PR #526, opened 2015-04-22
set default encoding to utf8

to266:
as per http://stackoverflow.com/questions/21129020/how-to-fix-unicodedecodeerror-ascii-codec-cant-decode-byte general suggestion.

PR #651, opened 2015-08-06
Bugfix polynomial repr

### LINKED ISSUE #472: BUG: polynomial name
when changing the name of a polynomial component the name is not printed

to266:
fixes #472

### DIFF
--- a/hyperspy/_components/polynomial.py
+++ b/hyperspy/_components/polynomial.py
@@ -64,8 +64,10 @@ class Polynomial(Component):
             return x * 0
 
     def __repr__(self):
-        return u'Component <%s order polynomial>'.encode('utf8') % (
-            ordinal(self.get_polynomial_order()))
+        text = u"%s order Polynomial component" % ordinal(self.get_polynomial_order())
+        if self.name:
+            text = u"%s (%s)" % (self.name, text)
+        return u"<%s>".encode('utf8') % text
 
     def estimate_parameters(self, signal, x1, x2, only_current=False):
         """Estimate the parameters by the two area method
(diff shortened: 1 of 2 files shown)


hyperspy/_components/polynomial.py
```diff
@@ -64,8 +64,11 @@ def grad_coefficients(self, x):
             return x * 0
 
     def __repr__(self):
-        return u'Component <%s order polynomial>'.encode('utf8') % (
-            ordinal(self.get_polynomial_order()))
+        text = u"%s order Polynomial component" % ordinal(
+            self.get_polynomial_order())
+        if self.name:
+            text = u"%s (%s)" % (self.name, text)
+        return u"<%s>".encode('utf8') % text
```
francisco-dlp: Why are you using unicode instead of string and why do you need ``encode``?

to266: The unicode - just out of habit.

At some point we some problems with strings (I forget what exactly), and I thought we encoded all `__repr__` as utf8?

francisco-dlp: Unless you can provide an example of where the extra complexity of the code helps here I would suggest to remove the ``encode`` and ``u`` bits.

to266: I'll remove the `u`, but regarding encode, please see here:

https://github.com/hyperspy/hyperspy/pull/526

francisco-dlp: I see, but could you provide an example where ``encode`` fixes
something?

to266: Huh, good point - it will never have to deal with any strings from "outside", hence should be fine. I removed it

+-------+

▶ _What the exercise asks_
Your answer must be a single number: how many lines of the entries above contain the string "opened".

▶ _Solved exercise_
2